# [Aim of the exercise]
Every line with "changed" in it should be copied from the data.

# [Data for this task]

PR #1415, opened 2026-05-27
Fix sensitivity miscalculation when using negative variable weights

SylvestreSakti:

No

Bug fix (detected by @phiedw ) concerning the calculation of sensitivity with multiple weighted variables (with some of the weights being negative). Negative weights can be used for example for generators that have a negative targetP.

When having multiple variables, the sensistivity is made by adding the sum of the *absolute value* of the weights, for example: If we have three variables of weights 50, 25, and -25, the scaling of the weights is done by summing 50 + 25 + 25.

If we have three variables of weights 50, 25, and -25, the scaling of the weights is done by summing 50 + 25 - 25.

- [ ] Yes
- [x] No


src/main/java/com/powsybl/openloadflow/sensi/AbstractSensitivityAnalysis.java
jeandemanged, line 557: what if weightSum is 0 ?

SylvestreSakti: :astonished: Did not think about this one, indeed it would throw an exception !

jeandemanged: on my side I never thought of a use case for negative weight...

SylvestreSakti: Putting this PR as draft for the moment, something needs to be discussed about the use cases of negative weights

PR #1417, opened 2026-05-28
Incremental Transformer Voltage Control: filter insensitive controllers

jeandemanged:

No

Feature

The incremental transformer voltage control outer loop modifies ratio tap changers positions by calculating the required voltage change at regulated bus and using the voltage sensitivity to ratio change. In some cases the sensitivity is zero, or almost zero due to numerical precision. Current behavior in such situation is that the tap changers goes at limit with no effective change in the regulated bus voltage. This causes many outer loop / NR executions and degrades performance, and also creates bad voltage result. In Security Analysis that epsilon sensitivity may also change sign for each contingency, causing the transformer to constantly change tap position upward/downward, also degrading performance.

Ratio tap changers with low sensitivity are excluded from regulation. A sensitivity threshold is currently hardcoded at 0.05, meaning that tap changers having a ratio change of 0.1 p.u. causing a voltage change of less than 0.005 p.u. are excluded from regulation. This threshold is currently hardcoded but could be made configurable later on - although this might not be necessary. E.g. assume a ratio tap with a ratio range of 0.4 p.u. (which is a really wide ratio range, that is 0.4 x 220 = 88 kV for a 220 kV transformer), this means filtering the transformer if is maximum influence on a 220 kV bus voltage is less that 0.4 x 0.05 x 220 = 4.4 kV.
Sensitivities are normally re-evaluated at each outerloop. Because calculating sensitivities has some performance cost, once a transformer is identified as being insensitive, it is excluded from further sensitivity calculation. This is however done only for consecutive outer loops. Indeed, PQ/PV switching may modify the set of insensitive controllers.

- [x] No

**Other information**:

Test on real network with 20k buses, distributed slack, reactive limits, transformers voltage regulation:
- Load Flow:
  - without this change: solves with 21 outer loops and 55 NR iterations
  - with this change: solves with 15 outer loops and 31 NR iterations
- Security Analysis (100 contingencies):
  - without this change: solves in 117 seconds, 788 outer loops, 2746 NR iterations
  - with this change: solves with 40 seconds, 287 outer loops, 532 NR iterations


src/main/java/com/powsybl/openloadflow/ac/outerloop/IncrementalTransformerVoltageControlOuterLoop.java
```diff
@@ -231,13 +250,19 @@ public OuterLoopResult check(AcOuterLoopContext context, ReportNode reportNode)
         AcLoadFlowContext loadFlowContext = context.getLoadFlowContext();
         var contextData = (IncrementalContextData) context.getData();
 
-        // filter out buses/branches which are outside their deadbands
+        // If another outerloop than us ran, this will reset insensitive statuses.
+        // Insensitive statuses they may have changed, in particular in case of PV/PQ switching.
```
SylvestreSakti:
```suggestion
        // If another outerloop than us ran, this will reset insensitive statuses
        // because insensitive statuses may have changed, in particular in case of PV/PQ switching.
```

SylvestreSakti (commented):
Ok with this PR 👍 Just a minor comment typo

SylvestreSakti (approved):

PR #1423, opened 2026-06-04
Support DC switch resistance in load flow

### LINKED ISSUE #1371: Support Enhanced DC circuit breaker

No resistance in DC switch.

Take into account in Open Load Flow the enhancements requested in https://github.com/powsybl/powsybl-core/issues/3827
The resistance of the DC circuit breaker is taken into account in the load flow computation.

### Describe the motivation

Resistance of breakers are essential to analyze losses as well as security in AC/DC load flow analyses.

### Extra Information

_No response_

SGI-Landry:

Fixes #1371 

- [ ] Yes
- [x] No


SGI-Landry:
@bperr can you please review this activity? CI fails but this is normal, as long as tests run locally.

docs/loadflow/loadflow.md
```diff
@@ -23,10 +23,10 @@ Open Load Flow also supports networks with HVDC lines (High Voltage Direct Curre
 
 ### DC detailed model
 
-Additionally, Open Load Flow supports AC-DC load flow formulation with detailed model of DC elements.  
-However, it is currently restricted to embedded DC components, meaning that all converters of a given DC component must be connected to the same synchronous component. 
+Additionally, Open Load Flow supports AC-DC load flow formulation with detailed model of DC elements.
```
bperr, line 26: Not a big deal, but why removing the line return ?

src/main/java/com/powsybl/openloadflow/network/impl/LfDcSwitchImpl.java
```diff
@@ -0,0 +1,66 @@
...
+import com.powsybl.openloadflow.network.LfNetworkParameters;
+import com.powsybl.openloadflow.network.LfNetworkStateUpdateParameters;
+import com.powsybl.openloadflow.network.LfNetworkUpdateReport;
+
+import java.util.Objects;
+
+/**
+ * @author Landry Huet {@literal <landry.huet at supergrid-institute.com>}
+ */
+public class LfDcSwitchImpl extends AbstractLfDcLine {
```
bperr: Should `AbstractLfDcLine` be renamed to `AbstractLfDcBranch` ? It may now represent something else than a DC line

src/main/java/com/powsybl/openloadflow/network/impl/LfDcSwitchImpl.java
```diff
@@ -0,0 +1,66 @@
...
+        if (isDisabled()) {
+            updateFlows(Double.NaN, Double.NaN, Double.NaN, Double.NaN);
+        } else {
+            updateFlows(i1.eval(), i2.eval(), p1.eval(), p2.eval());
+        }
+    }
+
+    @Override
+    public void updateFlows(double i1, double i2, double p1, double p2) {
+        // TODO: DcSwitch has no DcTerminal yet in the IIDM model - revisit when terminals are added.
```
bperr, line 64: This mean that the result of the load flow cannot be propagated to the iidm `Network` object. Is there no workaround for this ?

src/main/java/com/powsybl/openloadflow/network/impl/LfNetworkLoaderImpl.java
```diff
@@ -611,11 +613,25 @@ private static void createBranches(List<LfBus> lfBuses, LfNetwork lfNetwork, LfT
 
     private static void createDcLines(LfNetwork lfNetwork, LoadingContext loadingContext, LfNetworkParameters parameters) {
```
bperr: Similarly, this may be renamed to `createDcBranches`

src/main/java/com/powsybl/openloadflow/network/impl/LfNetworkLoaderImpl.java
```diff
@@ -1250,6 +1271,7 @@ private LfNetwork createDc(int numCC, int numDcc, Network network, List<DcBus> d
 
         List<LfDcBus> lfDcBuses = new ArrayList<>();
         createDcBuses(dcBuses, parameters, lfNetwork, lfDcBuses, loadingContext);
+        network.getDcSwitches().forEach(loadingContext.dcSwitchSet::add);
```
bperr, line 1274: I understand that the `DcTopologyVisitor` interface does not allow to fill `dcSwitchSet` as for DC lines and ground so this is a workaround. 
However I think your current implementation is incorrect as it adds all DC switches of the network, rather than the ones of the DC component. If your network has two DC components, the switches will be added twice.

You can either add a filter here using `numDcc`, or group DC Switches by (numCC, numDCC) (as done for AC switches)

src/main/java/com/powsybl/openloadflow/network/impl/LfDcSwitchImpl.java
```diff
@@ -0,0 +1,66 @@
+/**
+ * Copyright (c) 2025, SuperGrid Institute (http://www.supergrid-institute.com)
```
bperr: 2026

src/test/java/com/powsybl/openloadflow/acdc/AcDcDcSwitchTest.java
```diff
@@ -0,0 +1,102 @@
+/**
+ * Copyright (c) 2025, SuperGrid Institute (http://www.supergrid-institute.com)
```
bperr: 2026

src/test/java/com/powsybl/openloadflow/network/AcDcNetworkFactory.java
```diff
@@ -2218,4 +2218,124 @@ public static Network createBipolarModelWithoutMetallicReturn() {
...
+        network.getDcLine("dl34").remove();
+        network.newDcSwitch()
+                .setId("sw34")
+                .setKind(DcSwitchKind.BREAKER)
+                .setDcNode1("dn3")
+                .setDcNode2("dn4")
+                .setOpen(false)
+                .setR(rSwitch)
+                .add();
+        addStandardConverters(network);
```
bperr, line 2245: Since #1406 you have helper functions in `AbstractLoadFlowNetworkFactory.java ` to create elements faster.

bperr (changes requested):

docs/loadflow/loadflow.md
SGI-Landry: It does not show this way locally. I suspect this has something to do with a tool in the chain (editor, merge resolution, github commit hooks) removing trailing whitespace. I don't see the value in the line break in this case. Otherwise I would switch to a double linefeed to enforce line break in markdown.

src/main/java/com/powsybl/openloadflow/network/impl/LfDcSwitchImpl.java
SGI-Landry: It is a good idea. It has consequences in many files, however. In many places we then need to rename 'DcLine' to 'DcBranch'.

src/main/java/com/powsybl/openloadflow/network/impl/LfDcSwitchImpl.java
SGI-Landry: You can still see the voltages at each node where the DcSwitches are connected. You do lose the data on the current. Fixing this requires however another activity in PowSyBl Core and it raises more questions. I will create a GitHub issue for this.

src/main/java/com/powsybl/openloadflow/network/impl/LfNetworkLoaderImpl.java
SGI-Landry: Like many other methods and variables.

src/test/java/com/powsybl/openloadflow/network/AcDcNetworkFactory.java
SGI-Landry: Let's discuss this. I don't see how this is less verbose.

jeandemanged:
Hi@SGI-Landry , cc @SylvestreSakti 
Could you please update your branch ? (for inclusion in next release)
we do have powsybl-core RC now, and final powsybl-core should be ready soon

SGI-Landry:
> Hi@SGI-Landry , cc @SylvestreSakti Could you please update your branch ? (for inclusion in next release) we do have powsybl-core RC now, and final powsybl-core should be ready soon

Hello @jeandemanged I have just updated the branch. I have discovered a bug in the Core part of this activity, with a consequence in the load flow computation (see https://github.com/powsybl/powsybl-core/issues/3953).

**Please let's not merge the activity in the release train, but rather wait until the issue in Core is fixed.**

jeandemanged:
Hello @SGI-Landry ,
DC switches were made in IIDM without Terminals just like AC switches.
Not sure https://github.com/powsybl/powsybl-core/issues/3953 is really a bug, rather a feature.
The needed feature is the ability to store DC flow results on DC switches. Modifying DC Switches to be DC Connectable and having DC Terminals could be one solution - but involves more work.
Some alternatives by decreasing complexity:
- an IIDM Extension of DC Switch to store these results. I think the https://github.com/powsybl/powsybl-core/issues/3953 proposal has an issue: DC Switches without resistance will never have results, and yet the DC Terminals are there. With extension you would put an extension only where results are relevant solving that problem.
- putting results as simple IIDM properties on the DC Switches with non zero resistance. This mechanism is already used e.g. in LfBoundaryLineBus to store solved voltage magnitude and angle as properties.
- not exporting the results for DC Switches in IIDM

My call would be for one of the above options (not writing, or writing as properties). If this cannot be done for this release train, I think it would make sense to do a small PR to have OLF throwing an exception on networks with DC Switch with non-zero resistance.

Let us know

SGI-Landry:
> Hello @SGI-Landry , DC switches were made in IIDM without Terminals just like AC switches. Not sure [powsybl/powsybl-core#3953](https://github.com/powsybl/powsybl-core/issues/3953) is really a bug, rather a feature. The needed feature is the ability to store DC flow results on DC switches. Modifying DC Switches to be DC Connectable and having DC Terminals could be one solution - but involves more work. Some alternatives by decreasing complexity:
> 
>     * an IIDM Extension of DC Switch to store these results. I think the [DcTerminals in DcSwitches powsybl-core#3953](https://github.com/powsybl/powsybl-core/issues/3953) proposal has an issue: DC Switches without resistance will never have results, and yet the DC Terminals are there. With extension you would put an extension only where results are relevant solving that problem.
> 
>     * putting results as simple IIDM properties on the DC Switches with non zero resistance. This mechanism is already used e.g. in LfBoundaryLineBus to store solved voltage magnitude and angle as properties.
> 
>     * not exporting the results for DC Switches in IIDM
> 
> 
> My call would be for one of the above options (not writing, or writing as properties). If this cannot be done for this release train, I think it would make sense to do a small PR to have OLF throwing an exception on networks with DC Switch with non-zero resistance.
> 
> Let us know

Thanks for your answer, and thanks @SylvestreSakti for putting the exception.

The issue is more than just recording the results. Continuing the discussion on https://github.com/powsybl/powsybl-core/issues/3953

PR #1438, opened 2026-06-23
Support BRANCH_RESISTANCE, BRANCH_REACTANCE and BRANCH_ADMITTANCE variable types in AC Sensitivity Analysis

gautierbureau:

It introduces the sensitivity of a function with respect to R, X or Y of a branch.

No such sensitivity exist.

Sensitivity against R, X and Y exist for supported functions

- [ ] Yes
- [x] No


src/main/java/com/powsybl/openloadflow/sensi/AcSensitivityAnalysis.java
```diff
@@ -100,6 +101,89 @@ private void calculateSensitivityValues(List<LfSensitivityFactor<AcVariableType,
...
+     * depends explicitly (not only through the state) on the variable, i.e. for self-sensitivity where the
+     * variable element and the function element are the same. Today only branch parameters (R / X / Y) contribute;
+     * every other variable type returns 0.
+     */
+    private static double computeParameterDirectPartial(LfSensitivityFactor<AcVariableType, AcEquationType> factor) {
+        if (!(factor instanceof SingleVariableLfSensitivityFactor<AcVariableType, AcEquationType> singleFactor)) {
+            return 0;
+        }
+        SensitivityVariableType varType = factor.getVariableType();
+        if (varType != SensitivityVariableType.BRANCH_RESISTANCE && varType != SensitivityVariableType.BRANCH_REACTANCE
```
SylvestreSakti, line 116: I suggest to put this check first in this method, to stop the computation as early as possible in nominal use cases that do not use this feature, to have less impact on the performance (I suppose it is negligible, but just in case...)

Maybe even outside the method ?

SylvestreSakti (commented):
Small request, but maybe it is not necessary.

Otherwise I am ok with this PR ! (Maybe using assertEquals instead of assertTrue would be cleaner for Sonar)

src/main/java/com/powsybl/openloadflow/sensi/AcSensitivityAnalysis.java
gautierbureau: I think the two tests are pretty much harmless in computation time and I think it is clearer to left it there and not directly here : sensi += computeParameterDirectPartial(factor);

SylvestreSakti (approved):
Some refactoring may be needed to put the direct partials code outside the Sensitivity classes (probably directly in the ClosedBranch terms)

geofjamg (approved):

# [Answer to this task]
+        // Insensitive statuses they may have changed, in particular in case of PV/PQ switching.
        // because insensitive statuses may have changed, in particular in case of PV/PQ switching.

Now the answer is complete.